In Memoriam

Dr. Holly Shablack

 

It is with great sadness that we mourn the passing of Dr. Holly Shablack, Assistant Professor of Cognitive and Behavioral Science at Washington and Lee University, who passed away on April 14, 2026 from complications of cancer. She was 36 years old.

Holly was a PhD student in the lab from 2014-2020. She joined us from the University of Michigan, where she did her BA and was a postbacc scholar in the lab of Dr. Ethan Kross. Holly’s graduate research focused on the role of language in emotion. She conducted some of our earliest work on the role of concept knowledge during emotion experiences. Her dissertation examined how having access to specific emotion concept knowledge shaped emotion experience and physiology during a laboratory-based stressor. She also worked on studies examining how children learn emotion words. She paved the way for interdisciplinary collaborations in developmental linguistics and published work showing that the linguistic context that adults use to speak about novel adjectives shapes how children infer the emotional meanings of those words. After graduating from UNC in 2020, she was a Visiting Assistant Professor at Oberlin College until finding her professional home at Washington and Lee University in Lexington, Virginia.

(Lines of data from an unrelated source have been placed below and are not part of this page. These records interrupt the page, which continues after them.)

PR #118, opened 2022-06-03
Use AWS public ECR instead of rate-limiting dockerhub

tanguy-platsec:
Unfortunately, using the Trivy action repeatedly in the CI can cause them to fail because of DockerHub pull rate limiting.
One shall not get this issue by using the public AWS ECR.

[Here is a test run](https://github.com/tanguy-platsec/trivy-ecr-testing/runs/6725884119?check_suite_focus=true) on a private repository to prove the pull works properly of course.

Please let me know of the reason the action uses the image from DockerHub if there is one.

### DIFF
--- a/Dockerfile
+++ b/Dockerfile
@@ -1,4 +1,4 @@
-FROM aquasec/trivy:0.28.1
+FROM public.ecr.aws/aquasecurity/trivy:0.28.1
 COPY entrypoint.sh /
 RUN apk --no-cache add bash
 RUN chmod +x /entrypoint.sh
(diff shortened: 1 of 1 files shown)


simar7:
@knqyf263 what registry would you recommend?

simar7:
Thanks for the PR. I understand your concern and I'm open to changing it, if it helps. Have you considered GHCR as well?

knqyf263:
Either ECR or GHCR

tanguy-platsec:
Both ECR and GHCR are ok for me as long as we don't rate limit the number of pulls for trivy which can be very high in a few hours :/
This is a political choice at this level, maybe GHCR is "less evil", I'll commit the one you prefer @simar7

simar7:
> Both ECR and GHCR are ok for me as long as we don't rate limit the number of pulls for trivy which can be very high in a few hours :/
> 
> This is a political choice at this level, maybe GHCR is "less evil", I'll commit the one you prefer @simar7

OK. Could you change it to use GHCR in that case?

simar7 (approved):
Thanks lgtm!

PR #121, opened 2022-06-09
Use the same Trivy version in CI test as in the Dockerfile

tanguy-platsec:


simar7:
hi @tanguy-platsec - are you still working on this? I'd like to include this as part of the next release of Trivy Action.

simar7:
Fixed via https://github.com/aquasecurity/trivy-action/pull/126

Issue #103, opened 2022-04-11
Not possible to use .trivyignore files


abstractj:
First, I would like to thank you for all the work, Trivy is a great project.

Using the command line is pretty straightforward to ignore CVEs that for some reason are false positives, or the project does not have any plans to fix like:
```
trivy --ignorefile=ignore/.trivyignore 
```

We tried to provide parameters to the Trivy action, but it seems that they don't exist:

```
....
        with:
          image-ref: ...
          format: 'template'
          template: '@/contrib/sarif.tpl'
          output: 'trivy-results.sarif'
          severity: 'MEDIUM,CRITICAL,HIGH'
          ignore-unfixed: true
          ignorefile: ${GITHUB_WORKSPACE}/.github/ignore/.trivyignore
...
```
It is possible to provide extra-arguments, like using the `--ignorefile` parameter?

simar7:
hi @abstractj - that is correct it is not supported today but we'll gladly look at your PR if you chose to submit one! 👍🏼

simar7:
hi @abstractj - thanks to @achton this should be possible in the latest revision added here https://github.com/aquasecurity/trivy-action/pull/122

abstractj:
@simar7 thank you, that's fantastic!

simar7:
Marking as done with #122

PR #122, opened 2022-06-14
Add support for --ignorefile option (.trivyignore)

achton:
This PR adds support for supplying multiple ignorefiles to the action.

It also adds a test for the functionality, and adjusts a few minor test-related things. 👼🏻 

See #103 for the feature request.

### DIFF
--- a/entrypoint.sh
+++ b/entrypoint.sh
@@ -1,6 +1,6 @@
 #!/bin/bash
 set -e
-while getopts "a:b:c:d:e:f:g:h:i:j:k:l:m:n:o:p:q:r:s:" o; do
+while getopts "a:b:c:d:e:f:g:h:i:j:k:l:m:n:o:p:q:r:s:t:" o; do
    case "${o}" in
        a)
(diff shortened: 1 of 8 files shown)


entrypoint.sh
```diff
@@ -114,6 +117,21 @@ if [ $skipDirs ];then
     SARIF_ARGS="$SARIF_ARGS --skip-dirs $i"
   done
 fi
+if [ $trivyIgnores ];then
+  for f in $(echo $trivyIgnores | tr "," "\n")
+  do
+    touch ./trivyignores
```
simar7, line 123: Just curious why do we need to `touch` the file?

simar7:
thanks for the PR! looks great, just seems that the tests are failing at the moment.

entrypoint.sh
achton: @simar7 You are right, we don't. I've removed that line :+1:

simar7 (approved):
thanks lgtm.

PR #123, opened 2022-06-14
Update CI tests to Trivy 0.28.1.

achton:
This PR aligns the version of Trivy used in the CI tests with the version used by the Action itself, and also updates tests to this version.

It also fixes an issue with the test for `--security-checks` (test no. 6) which was previously not being run, but simply a copy of the results for test no. 5.

Supersedes #121


achton:
Not sure why the one test is failing, I cannot replicate locally. @simar7 can you help?

simar7:
> Not sure why the one test is failing, I cannot replicate locally. @simar7 can you help?

I think it has to do with the table output itself. Here's a screenshot of the difference.
image

Let me confirm with the team if this is the desired behaviour (or not) as it has changed. If it is desired, we can update the golden file to reflect the change.

achton:
@simar7 Please see #126 for an alternative to this change.

PR #126, opened 2022-06-15
Update tests for 0.28.1 and convert to JSON

achton:
It seems the CI tests were sometimes diffing table output and other times JSON output to detect regressions, which caused [some weirdness](#123). This PR changes the tests to use *only* JSON during testing, so that any differences in how tables are generated in different environments is kept out of the loop.

**Summary:**
- Convert tests to JSON output only, and update test data for Trivy 0.28.1.
- Update CI build/test to use 0.28.1
- Fix bug with test for `--security-checks` which caused it to be skipped.

 
Supersedes #121 and #123


simar7 (approved):
perfect! this is exactly what I had in mind.

simar7:
thanks very much @achton!

PR #132, opened 2022-06-21
docs: added missing HTML template and removed deprecated SARIF template

nleconte-csgroup:
I simply added the missing HTML template in the README.md and action.yaml files, and removed the deprecated SARIF template (https://github.com/aquasecurity/trivy/discussions/1571) from the action.yaml file.


simar7 (approved):
sweet, thanks for catching this.

PR #2950, opened 2020-03-12
Cleanup warnings in noapi PlatformActivity

bluemarvin:


app/src/noapi/java/org/mozilla/vrbrowser/PlatformActivity.java
```diff
@@ -252,6 +241,7 @@ private void setupUI() {
             }
             return false;
         });
+        setImmersiveSticky();
```
keianhzo: Why is this required now? Android 10?

bluemarvin: It seems to lose it some times on my phone so I added it a few more place to try and reset it for when it gets unset.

Above all, Holly was a beloved collaborator, mentor, friend, daughter, wife, and mother. She chose a career at an undergradute-focused university because she loved the classroom, lab-based mentoring of undergraduates, and shaping the lives of young scholars. During her time in our lab, she brought endless positivity and warmth to every activity she was a part of. She will be deeply missed in our lab family.